The training and validation accuracy with epochs are shown in Fig. 3, and the loss curves are shown in Fig. 4. It can be seen from Fig. 4 that the validation loss curve reaches its lowest point after epoch 20. Hence, the validation accuracy curve is also stable after epoch 20. If we take the average accuracy between epoch 21 and epoch 50, we can get a validation accuracy of 92.46%. Specifically, the highest accuracy obtained is 96.14% and the lowest is 84.66%, where the confidence interval of accuracy is 92.46 ± 7.8%. The ROC curve of validation and its AUC is shown in Fig. 5, which shows the AUC is 0.89.

Fig. 3
figure 3

The training and validation accuracy with epochs

Fig. 4
figure 4

The training and validation losses with epochs

Fig. 5
figure 5

The ROC curve

Discussion

Machine learning plays an important role in the detection of lesions, especially when the number of patients is rising and the doctors are unable to provide adequate support in which case, it is particularly important to build a reliable identification and detection model. Although the use of deep learning algorithms for pneumoconiosis diagnosis is not new, the number of cases considered in most studies has been limited. For instance, X Wang et al. [19] used a total of 1881 DR images in their analyses. They compared the performance of two experienced radiologists in interpreting pneumoconiosis, who respectively had more than five- and ten-years’ experience. They had an AUC of 0.668 and 0.772, respectively.
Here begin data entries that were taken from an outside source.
PR #16, opened 2023-04-30
Using spot.yml & SPOT_FILE in code

bessarabov:
In docs there is stated:

 * `Defaults to spot.yml`
 * `You can also set the environment variable $SPOT_FILE` 
 
 ( https://github.com/umputun/simplotask/blob/7db4a2cff0c8b00101997f1ae3fcdc9d4539d604/README.md?plain=1#LL43C60-L43C82 ) 
 
 But it is not true in the code. This pull request corrects the code to aligned with the documentation.

### DIFF
--- a/app/main.go
+++ b/app/main.go
@@ -23,7 +23,7 @@ import (
 )
 
 type options struct {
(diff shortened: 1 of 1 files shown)


umputun:
Yep, typo. thx for the fix

PR #18, opened 2023-04-30
Inventory groups

umputun:
This PR adds support of inventory groups. Groups are optional, and "plain" (groupless) files without still supported

i.e. the oll format like this, sill valid:

```text
h1.example.com 
h2.example.com:2222
h3.example.com:2223 user2
```

in addition, ini-style groups can be defined:

```text
[gr1]
h1.example.com 
h2.example.com:2222

[gr2]
h3.example.com:2223 user2
```

PR also changes the inventory format for both `inventory_file` and `inventory_url` to support groups, i.e.

`inventory_file: {location: "testdata/inventory", groups: ["staging"]}`

### DIFF
--- a/README.md
+++ b/README.md
@@ -73,9 +73,11 @@ targets:
   prod:
     hosts: ["h1.example.com", "h2.example.com"]
   staging:
-    inventory_file: "testdata/inventory"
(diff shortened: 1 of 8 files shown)


umputun:
Note: this is a breaking change

PR #25, opened 2023-05-01
Tasks list

umputun:
This PR is breaking. It converts tasks from map to list and introduces a new mandatory field, `name.` Lack of `name` or duplicated names will fail spot execution right away

In addition, it adds `name` to targets. This names have nothing to do with names above, they are just to produce better log output


umputun:
see #23 for the reasoning

PR #75, opened 2023-05-09
Fix simplified targets key in readme

themagic314:
The simplified readme example has a minor typo which always results to "playbook loaded with 0 tasks"


umputun:
>  Adding a port to targets seems like fixing this. Should we use 22 if no port is specified?
targets: ["10.10.9.21:22"]

this is expected, but not obvios. Probably should be explained better in readme. In case of simplified playbook targets may contain either direct host address:port, or name matching inventory. Without user providing port directly we have no way to understnatd if this is host address or the name.

One improvement i can think of - in case if inventory is not set in the playbook and not passed via cli/env we can treat everyting in targets as addresses, and in this case it will get defalut port if not set

Issue #98, opened 2023-05-16
Add exclude support to other commands


umputun:
I have added `exclude` support for `sync` command; see https://github.com/umputun/spot/pull/97. This is the most obvious use case for exclusion; however, all other commands that support glob can be extended like this. I.e. copy, delete, mcopy

Gauravvpnd:
I would love to work on this issue can you assign me this?

umputun:
sure, all yours

Gauravvpnd:
> sure, all yours

Thank you i will fix this asap.

umputun:
thx; feel free to reach out if any questions. hopefully, you will find the code easy to read; at least this was one of my goals ;)

umputun:
@Gauravvpnd what's up with this one? Still planning to do it or gave up?

bakurin:
I'm taking over if there is no objection.

PR #110, opened 2023-05-29
Exclude support for delete copy

bakurin:
Implementation of the ticket: Add exclude support to other commands #98

### DIFF
--- a/pkg/executor/local.go
+++ b/pkg/executor/local.go
@@ -60,13 +60,29 @@ func (l *Local) Upload(_ context.Context, src, dst string, opts *UpDownOpts) (er
 		return fmt.Errorf("source file %q not found", src)
 	}
 
-	if opts != nil && opts.Mkdir {
+	var mkdir bool
+	var exclude []string
+
+	if opts != nil {
+		mkdir = opts.Mkdir
+		exclude = opts.Exclude
+	}
+
+	if mkdir {
 		if err = os.MkdirAll(filepath.Dir(dst), 0o750); err != nil {
 			return fmt.Errorf("can't create local dir %s: %w", filepath.Dir(dst), err)
 		}
 	}
 
 	for _, match := range matches {
+		relPath, e := filepath.Rel(filepath.Dir(src), match)
+		if e != nil {
+			return fmt.Errorf("failed to build relative path for %s: %w", match, err)
+		}
+		if isExcluded(relPath, exclude) {
+			continue
+		}
+
 		destination := dst
 		if len(matches) > 1 {
 			destination = filepath.Join(dst, filepath.Base(match))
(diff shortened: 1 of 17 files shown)


pkg/executor/remote.go
```diff
@@ -366,62 +423,86 @@ func (ex *Remote) sftpDownload(ctx context.Context, req sftpReq) error {
 	}
 	defer sftpClient.Close()
 
-	remoteFh, err := sftpClient.Open(req.remoteFile)
+	matches, err := sftpClient.Glob(req.remoteFile)
```
umputun, line 426: the whole change here is misplaced. sftDownload is the wrong abstraction level to perform all of this higher-level matching logic. As you can see, other methods do it on a higher level, i.e. Sync. Delete and so on.

umputun (changes requested):
Thanks. Generally, the PR looks good. The only major issue here is with the sftpDownload changes. First of all, this seems to be the wrong place to do it, and as a result, it has made the method too large and responsible for far too many things.

Another issue is with the tests. This is not a critical one, and you handled it fine, but generally, I would suggest creating new tests (in your case, adding new test data) in a way that doesn't break the existing tests and force you to adjust them, unless it is absolutely necessary.

pkg/executor/remote.go
bakurin: You are right, my bad. I've moved the glob-exclude logic to the level of the Download function.

pkg/executor/local.go
```diff
@@ -255,3 +277,64 @@ func (l *Local) copyFile(src, dst string) error {
...
+
+		return filepath.SkipDir
+	})
+
+	if err != nil {
+		return err
+	}
+
+	if !hasExclusion {
+		return os.RemoveAll(src)
```
umputun, line 336: this part is confusing me a little bit. the walk above removing things too, but probably something left? If this is the case a comment explaining this part will be nice

pkg/executor/remote.go
```diff
@@ -105,15 +118,40 @@ func (ex *Remote) Download(ctx context.Context, remote, local string, opts *UpDo
...
+	}
+
+	remoteFiles, err := ex.findMatchedFiles(remote, exclude)
+	if err != nil {
+		return fmt.Errorf("failed to list remote files by glob for %s: %w", remote, err)
+	}
+
+	for _, remoteFile := range remoteFiles {
+		localFile := local
+		if filepath.Base(remote) != filepath.Base(remoteFile) {
```
umputun, line 136: I don't understand this if, probably a comment will help

umputun (commented):
a couple of questions/suggesting for clarity

pkg/executor/local.go
bakurin: The idea is to remove the top-level directory if there are no actual excursions. For instance, when an `exclude` list is provided but there are no files that matched the items in the list. In such a scenario `walk` is going to bypass the top-level dir `./`.
Does it make sense for you?

pkg/executor/remote.go
bakurin: Here I compare a glob `match` with the `remote` which can be a filename of a glob. Basically, it makes the same as following code snipped does in `Upload` in `Remote` executor. Still, I cannot rely on `len(remoteFiles)` because `exclude` is already applied to the glob result.

```go
remoteFile := remote
if len(matches) > 1 { // if there are multiple files, treat remote as a directory
	remoteFile = filepath.Join(remote, filepath.Base(match))
}
```
But, definitely, it worth it to add a comment.

umputun:
thx, looking good. Can you pls rebase/squash your commits?

Issue #122, opened 2023-06-12
Wrong leading spaces/identation in yaml/script parsing?


knutov:
```
spot --version
spot v1.7.0-33fac8b-2023-06-06T00:48:21Z
```

```yaml
  - name: prom_pass
    commands:
      - name: pass
        script: |
          cat << EOF > /etc/prometheus/prometheus.web.yml
          basic_auth_users:
            admin: $PASS
          EOF
```

```bash
$ cat prom.yml | yq '.tasks[2].commands[0].script' | sed 's/"//g' | sed 's/\\n/\n/g'
```

```
cat << EOF > /etc/prometheus/prometheus.web.yml
basic_auth_users:
  admin: $PASS
EOF
```

```bash
spot -p prom.yml --dbg --dry
```

```
[s2 s2.hidden.tld:22]  ! command script /tmp/.spot/spot-script3829472563
[s2 s2.hidden.tld:22]  > #!/bin/sh
[s2 s2.hidden.tld:22]  > set -e
[s2 s2.hidden.tld:22]  > cat << EOF > /etc/prometheus/prometheus.web.yml
[s2 s2.hidden.tld:22]  > basic_auth_users:
[s2 s2.hidden.tld:22]  > admin: $PASS
[s2 s2.hidden.tld:22]  > EOF
```

There is no leading spaces in `admin: $PASS` line and file created by this script does not contain them too which leads to wrong yaml config.

umputun:
Yeah, this is expected. We are stripping leading spaces intentionally. I have not seen a use case where spaces are essential, but yours indicates the opposite. I'm not sure what the best approach is here - from one hand, we want to strip all the yml-related spaces in most of the cases, but sometimes we need to keep them

knutov:
Can not imagine any reason to strip leading spaces from multiline yaml string. Are there any examples where it's better to do it?

umputun:
oops, edited your comment by accident, planned to reply

umputun:
> I do use a lot of code with `cat << EOF > ` construction with preformatted files. There are number of ways to strip leading spaces in HEREDOC blocks if needed (like `cat <<-EOF`) so why to strip more of code, supposed to be run directly with sh/bash ?

see above. I'm not sure if my cleanup makes much sense in the context you provided, let me think about it and see what would be the negative side effects if we drop the stripping

knutov:
```
 script: |
   cat blah
   echo 123
    ls -la /srv
```

[...]

PR #124, opened 2023-06-12
reference to YAML multiline string formatting examples/docs

knutov:
Add reference to YAML multiline string formatting examples/docs for #122


umputun (approved):
thx

PR #127, opened 2023-07-09
Support env file

umputun:
relatated to https://github.com/umputun/spot/discussions/126

This PR adds basic support for env file in yaml format. The default is `env.yaml` but can be changed in the command line. In case this file is missing, it won't fail and will continue as usual, so the change is back-compatible.

example of env.yml:

```yml
vars:
  var1: val1
  var2: val2
```


umputun:
note: the top level `vars` added intentionally as some day we may want to extend the format to more sophisticated use case

Issue #131, opened 2023-07-17
Indicating multiple task through the command-line options


ifraixedes:
According to the docs `spot` executes all the tasks in the playbook if the `--task` option is passed to the command.

Is there any reason why this option cannot be specified multiple times as `--target, -t` for indicating to execute more than one task?

umputun:
Good point. Technically it is already possible to run multiple tasks (if no `--task` is set); however, it is running all the tasks and not allowing to set the list of tasks.

I don't recall the reason for this; probably, I have not considered this use case as something valid. Either way I think this is a nice thing to have and should be relatively easy to implement.

ifraixedes:
Ok, good.
I may try to take a look at it this week, but I don't promise.

ifraixedes:
Fine to me, I didn't find the time last week, and I doubt that I was going to find it this week.
Anyway, the improvement was nice to have for me because calling `spot` more than one passing the task isn't a problem for me because I need to perform more operations before calling it and I have all of them under a Makefile target.

PR #143, opened 2023-07-25
Multiple task cli option

bakurin:
Support for multiple `--task` CLI option requested in https://github.com/umputun/spot/issues/131

### DIFF
--- a/cmd/spot/main.go
+++ b/cmd/spot/main.go
@@ -32,7 +32,7 @@ type options struct {
 	} `positional-args:"yes" positional-optional:"yes"`
 
 	PlaybookFile string        `short:"p" long:"playbook" env:"SPOT_PLAYBOOK" description:"playbook file" default:"spot.yml"`
-	TaskName     string        `long:"task" description:"task name"`
+	TaskNames    []string      `long:"task" description:"task name"`
 	Targets      []string      `short:"t" long:"target" description:"target name" default:"default"`
 	Concurrent   int           `short:"c" long:"concurrent" description:"concurrent tasks" default:"1"`
 	SSHTimeout   time.Duration `long:"timeout" env:"SPOT_TIMEOUT" description:"ssh timeout" default:"30s"`
@@ -154,7 +154,7 @@ func run(opts options) error {
 		return runGen(opts, r)
 	}
 
-	if err := runTasks(ctx, opts.TaskName, opts.Targets, r); err != nil {
+	if err := runTasks(ctx, opts.TaskNames, opts.Targets, r); err != nil {
 		return err
 	}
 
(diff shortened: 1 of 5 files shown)


cmd/spot/main.go
```diff
@@ -163,12 +163,14 @@ func run(opts options) error {
...
 // runTasks runs all tasks in playbook by default or a single task if specified in command line
-func runTasks(ctx context.Context, taskName string, targets []string, r *runner.Process) error {
-	// run a single task if specified
-	if taskName != "" {
-		for _, targetName := range targetsForTask(targets, taskName, r.Playbook) {
-			if err := runTaskForTarget(ctx, r, taskName, targetName); err != nil {
-				return err
+func runTasks(ctx context.Context, taskNames, targets []string, r *runner.Process) error {
+	// run specified tasks if there is any
+	if len(taskNames) > 0 {
```
umputun, line 168: i think this condition can be removed as the for below won't do anything on the empy list anyway

cmd/spot/main.go
```diff
@@ -198,7 +200,10 @@ func runAdHoc(ctx context.Context, targets []string, r *runner.Process) error {
 
 // runGen generates a destination report for the task's targets
 func runGen(opts options, r *runner.Process) (err error) {
-	targets := targetsForTask(opts.Targets, opts.TaskName, r.Playbook)
+	var targets []string
+	for _, taskName := range opts.TaskNames {
```
umputun, line 204: probably this will cause duplicated  targets in the final list. I'm not sure how bad the end result is going to be but deduplication of the result slice sounds like the right thing to do

umputun (changes requested):
thx. just a coule of minor things

cmd/spot/main.go
bakurin: There is a return inside this if statement which stops function execution if tasks are specified and before running all tasks in the playbook. So I think this condition is needed here. Or I misunderstood something?

cmd/spot/main.go
bakurin: Actually, it causes duplicates in the targets list. I've updated the code and added a test to cover the case.

cmd/spot/main.go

The more experienced radiologist had a relatively better performance. Their studies involved DR examinations collected from a single institution using the same DR imaging machine. In this study, the dataset of 1760 DR chest radiographs comes from multiple centers and multiple devices, and the research results are more comprehensive. Besides, to our knowledge, our dataset is larger than those considered in the past investigations [16, 17, 20, 29].

In addition, a comparison with state-of-the-art works is given in Table 2, where 11 different algorithms are adopted for pneumoconiosis diagnosis [30]. The binary classification results of our proposed method significantly outperform those found in the aforementioned works, where the second-best result in these works, obtained from a general neural network classifier, is only 83%.

Table 2 Comparison of accuracy in pneumoconiosis diagnosis with different algorithms

There are also some limitations in this study. First, the dataset in this study is relatively small for deep learning. However, as shown by our statistical analysis on the independent test set (p < 0.01), this dataset is sufficient to verify the feasibility of deep learning in pneumoconiosis assessment. Second, the current dataset only contains chest radiographs. Although chest radiographs are the standard method for the diagnosis of pneumoconiosis, they cannot provide more details of the opacities regions in the lungs. This limitation can be overcome by the images of Computed Tomography (CT). Therefore, CT of pneumoconiosis should be considered in future studies, especially for the pneumoconiosis grading. Third, the experiments on the four-category classification of pneumoconiosis s are also conducted in Fig. 6 where a confusion matrix is given. It can be seen from Fig. 6 that the classification performance on categories 1, 2 and 3 is not ideal, with the entire accuracy being only 70.1%. We can observe that the X-ray modality does not provide sufficient details of features that reveal different grades of pneumoconiosis. To resolve this issue, CT modality will be considered in our future research.

Fig. 6
figure 6

Confusion matrix of pneumoconiosis classification into four categories

Conclusion

In this study, the automatic pneumoconiosis screening system has been developed. We propose a new preprocessing pipeline with the ResNet classification model, and show that the model achieves satisfactory performance. Compared to many existing studies, a larger test dataset is used in our study. While this pipeline is capable of reducing the workload of radiologists, we are aware of its current limitations in the actual application of pneumoconiosis diagnosis. We aim to explore models that can yield more accurate grading of pneumoconiosis in our future work.